LoseThos C+

* See Scoping and Linkages for details on extern, import, LTextern, LTimport, 
etc.

* See ::/LT/Doc/Directives.TXZ.

* See the demo::/LT/Demo/OldSchool/Demo1/Compatibility1.SPP, 
::/LT/Demo/OldSchool/Demo2/Compatibility2.SPP and 
::/LT/Demo/GameStarters/EagleDive.CPZ if you want to operate conventionally (old 
school).

* Built-in types include I0,I8,I16,I32,I64 for signed 0-8 byte ints and U0,U8,U1
6,U32,U64 for unsigned 0-8 byte ints and F64 for 8 byte floats.

        U0      void
        I8      char
        U8      unsigned char
        I16     short
        U16     unsigned short
        I32     int
        U32     unsigned int
        I64     long (64-bit)
        U64     unsigned long (64-bit)
        F64     double
        no F32 float.

* Function with no, or just default args can be called without parentheses. 

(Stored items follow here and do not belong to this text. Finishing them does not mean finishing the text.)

Issue #949, opened 2019-02-01
Utilising Django cache to improve page load times, especially for tables listing many submissions


frjo:
@Parbhat Could you spend a few hours investigating if/how to best use the Django cache system for pages, views and queries?

Would e.g. the page cache work for the public pages? Could we cache queries/views for the tables that show many submissions (/apply/submissions/, /apply/submissions/all/, /apply/rounds/[round_id]/).

The Django site is quite a lot slower to load than the old Drupal site and caching is the main difference I believe.

PR #1158, opened 2019-04-11
Cache submission overview and list pages

Parbhat:
Link #949 

Initial cache for submission overview (`/apply/submissions/`) and list pages (`/apply/submissions/all/`). The cache will be specific to the user as add Vary by Cookie header. And pages will be cached for 30 mins. This is the initial trial and can extend further timing and more pages.

The first request to the page will be normal and subsequent requests will be served from cache. For testing locally, the backend should be changed from Dummy cache in [local.py](https://github.com/OpenTechFund/opentech.fund/blob/2c8c3de93b4b9581a6aaaf99867d8cb0f9ad5f2b/opentech/settings/local.py.example#L3). Dummy cache doesn’t actually cache – it just implements the cache interface without doing anything.

### DIFF
--- a/opentech/apply/funds/views.py
+++ b/opentech/apply/funds/views.py
@@ -10,6 +10,8 @@ from django.urls import reverse_lazy
 from django.utils.decorators import method_decorator
 from django.utils.text import mark_safe
 from django.utils.translation import ugettext_lazy as _
+from django.views.decorators.cache import cache_page
+from django.views.decorators.vary import vary_on_cookie
 from django.views.generic import DetailView, FormView, ListView, UpdateView, DeleteView
 
 from django_filters.views import FilterView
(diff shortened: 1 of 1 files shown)


frjo:
@Parbhat How is cache invalidation handled? As soon as a submission or any related content to it is updated the cache needs to be updated.

Parbhat:
@frjo The current cache is specific to a user. So, a user 1 will have a separate cache from user 2. We can burst a user cache when submission is updated for a submission that can be accessed by the user. Also, the cache is dependent on user cookie. Signing out and login will also burst the cache. Caching based on user helps to cache table data permitted to user and show correct username in menu.

frjo:
Yes, doing it by user is necessary I believe with the permissions we have in place.

But when staff is working with the system they will expect everything to be up to date. Status, number of reviews etc. needs to be updated directly if changed.

Can we tag caches with content id:s? That way we could clear all caches by id when thet content is updated.

frjo:
Maybe we can start by implementing cache for the public pages and the apply front page? They are easier to handle I believe.

Parbhat:
@frjo Currently we are using [per-view cache](https://docs.djangoproject.com/en/2.1/topics/cache/#the-per-view-cache). It caches the complete page. We can also use [low-level cache API ](https://docs.djangoproject.com/en/2.1/topics/cache/#the-low-level-cache-api) to control the bits that should be cached. And on some signal like submission update delete it from the cache.

For public pages, this package looks good - [wagtail-cache](https://github.com/coderedcorp/wagtail-cache). I will check if it fits our use case.

Parbhat:
@frjo Should we cache public pages server side or just send the cache-control response header with max-age, s-maxage.

frjo:
Also cache them, not everyone running this system will have a CDN in front. 

PR #1159, opened 2019-04-15
Light colours for submission diff.

frjo:


fourthletter:
We tested: https://test-apply.opentech.fund/ and believe it's ready to deploy. Thanks!

PR #1160, opened 2019-04-15
 Cache public site pages and Apply homepage

Parbhat:
Cache for the public site and apply homepage can be invalidated from `settings > cache` in Wagtail admin. The cache will also be invalidated automatically when a wagtail page is edited/created. The cache will not work for logged in users. And WAGTAIL_CACHE should be set `True` in local.py settings while testing locally.

Also, remove the unused code which adds cache_control in urlpatterns.

Link issue #949 and PR #1158


opentech/settings/base.py
```diff
@@ -198,6 +198,23 @@
...
+    CACHE_CONTROL_MAX_AGE = 3600
+
+# Set s-max-age header that is used by reverse proxy/front end cache.
+try:
+    CACHE_CONTROL_S_MAXAGE = int(env.get('CACHE_CONTROL_S_MAXAGE', 3600))
+except ValueError:
+    CACHE_CONTROL_S_MAXAGE = 3600
+
+# Set wagtail cache timeout (automatic cache refresh).
+WAGTAIL_CACHE_TIMEOUT = CACHE_CONTROL_S_MAXAGE
```
Parbhat: It should be set to CACHE_CONTROL_MAX_AGE.

opentech/apply/funds/templates/funds/tables/table.html
```diff
@@ -1,7 +1,8 @@
 {% extends 'django_tables2/table.html' %}
-{% load django_tables2 table_tags review_tags %}
+{% load adv_cache django_tables2 table_tags review_tags %}
 
 {% block table.tbody.row %}
+    {% cache 3600 submission_table_row row.record.pk row.record.status row.record.last_update %}
```
frjo: What do you think of this solution?

This will cache each table row that contains a single submission. Need to test to get the correct cache tag but this is a good start I believe.

Would like to use ADV_CACHE_TIMEOUT here instead of hardcoded "3600". Can you help with that? Tried using context but did not get it to work.

opentech/settings/base.py
```diff
@@ -197,28 +199,66 @@
...
+    CACHE_CONTROL_MAX_AGE = 3600
+
+# Set s-max-age header that is used by reverse proxy/front end cache.
+try:
+    CACHE_CONTROL_S_MAXAGE = int(env.get('CACHE_CONTROL_S_MAXAGE', 3600))
+except ValueError:
+    CACHE_CONTROL_S_MAXAGE = 3600
+
+# Set wagtail cache timeout (automatic cache refresh).
+WAGTAIL_CACHE_TIMEOUT = CACHE_CONTROL_MAX_AGE
```
frjo: Fixed this per your comment.

frjo:
@Parbhat I removed the Advanced cache template tag parts. Should be in another pr and when I started testing the performance impact was small.

Parbhat:
@frjo The solution for caching table using cache template tag looks good. There are some UI issues in some pages like dashboard start showing checkboxes at the start of the row. We can also use the normal [cache](https://docs.djangoproject.com/en/2.1/topics/cache/#template-fragment-caching) template tag instead of advanced `django-adv-cache-tag`. While testing noticed that while switching between Django cache tag and django adv cache tag, we need to clear the cache.

Issue #702, opened 2018-11-15
Ensure all form fields have sensible default values


danblah:

tmsndrs:
UX tasks
- [ ] Review and make recommendations

fourthletter:
Related to #1162  #714 #552

Issue #552, opened 2018-09-14
Allow reviews to be edited by staff and author


frjo:

danblah:
Assuming this will require enabling revisions for the content type. If so, we'd need to clearly indicate that an edit/new revision has been created when the viewer is reviewing a review.

danblah:
I want to bump this up as something to get moving on.

fourthletter:
Related to #1162 #714 #702

fourthletter:
@frjo AC reviewer was not able to edit their own review https://apply.opentech.fund/apply/submissions/4027/reviews/5276/

frjo:
@danblah Is it a requirement that the reviews have revisions?

danblah:
No, but please make a follow up ticket for this functionality.

frjo:
Revisions moved to #1311

fourthletter:
@frjo Test worked. Thanks!

frjo:
@fourthletter Found my bug and fixed it, so now it should work.

fourthletter:
@frjo Test was successful. Thanks!

PR #1162, opened 2019-04-17
Set sensible defaults for reviewer score fields.

### LINKED ISSUE #714: Set sensible defaults for reviewer score fields. Default is set to zero which could lead to mis-scoring in user error

frjo:
Fixes #714


fourthletter:
@frjo I've tested this issue. 1) NA is the default display, 2) A review receiving NA or default in each section of a review becomes a "no" or red spotlight score. 

Example NA:
image

Example 99:
image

* Default args don't have to be on the end.  This code is valid:
  U0 Test(I64 i=4,I64 j,I64 k=5)
  {
    PrintF("%X %X %X\n",i,j,k);
  }
  
  Test(,3);

* A string or char constant all alone is sent to PutS() or PutChar().  A string 
with args is sent to PrintF().   An empty string literal signals a variable 
fmt_str follows.

  U0 Demo1(U8 drv,U8 *fmt,U8 *name,I64 age)
  {
    PutS("Hello World!\n");
    PrintF("%s age %d\n",name,age);
    PrintF(fmt,name,age);
    PutChar(drv);
    PutChar('*');
  }
  
  U0 Demo2(U8 drv,U8 *fmt,U8 *name,I64 age)
  {
    "Hello World!\n";
    "%s age %d\n",name,age;
    "" fmt,name,age;
    '' drv;
    '*';
  }

* When dealing with function addresses, precede the name with "&".

* There is no main() function.  Any code outside of functions gets executed on 
start-up, in order.

* Var arg cnts (...) are accessed with argc and argv[] which are predefined 
invisible local var in any function with "..." as args.

* Allows "5<i<j+1<20" instead of "5<i && i<j+1 && j+1<20".

* switch statements always use a jump table.  Don't use them with cases with 
really big, sparse ranges.

* Allows ranges like "case 4...7:" in switch statements. 

* nobound_switch can be used if you know a switch statement will not exceed the 
lowest or highest case values.  It's a little faster because it doesn't check.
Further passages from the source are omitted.